Advances in artificial intelligence (AI) are fueling a new paradigm of discoveries in natural sciences. Today, AI has started to advance natural sciences by improving, accelerating, and enabling our understanding of natural phenomena at a wide range of spatial and temporal scales, giving rise to a new area of research known as AI for science (AI4Science). Being an emerging research paradigm, AI4Science is unique in that it is an enormous and highly interdisciplinary area. Thus, a unified and technical treatment of this field is needed yet challenging. This paper aims to provide a technically thorough account of a subarea of AI4Science; namely, AI for quantum, atomistic, and continuum systems. These areas aim at understanding the physical world from the subatomic (wavefunctions and electron density), atomic (molecules, proteins, materials, and interactions), to macro (fluids, climate, and subsurface) scales and form an important subarea of AI4Science. A unique advantage of focusing on these areas is that they largely share a common set of challenges, thereby allowing a unified and foundational treatment. A key common challenge is how to capture physics first principles, especially symmetries, in natural systems by deep learning methods. We provide an in-depth yet intuitive account of techniques to achieve equivariance to symmetry transformations.
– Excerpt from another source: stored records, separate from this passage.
PR #4534, opened 2022-08-04
Try using E2E_RETRY_TIMES with woocommerce/e2e-environment v0.3.0

htdat:
Fixes #

#### Changes proposed in this Pull Request

- See https://github.com/automattic/woocommerce-payments/issues/4421#issuecomment-1203834586

#### Testing instructions

*

-------------------

- [ ] Run `npm run changelog` to add a changelog file, choose `patch` to leave it empty if the change is not significant. You can add multiple changelog files in one PR by running this command a few times. 
- [ ] Covered with tests (or have a good reason not to test in description ☝️)
- [ ] Tested on mobile (or does not apply)

**Post merge**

We also discuss other common technical challenges, including explainability, out-of-distribution generalization, knowledge transfer with foundation and large language models, and uncertainty quantification. To facilitate learning and education, we provide categorized lists of resources that we found to be useful. We strive to be thorough and unified and hope this initial effort may trigger more community interests and efforts to further advance AI4Science.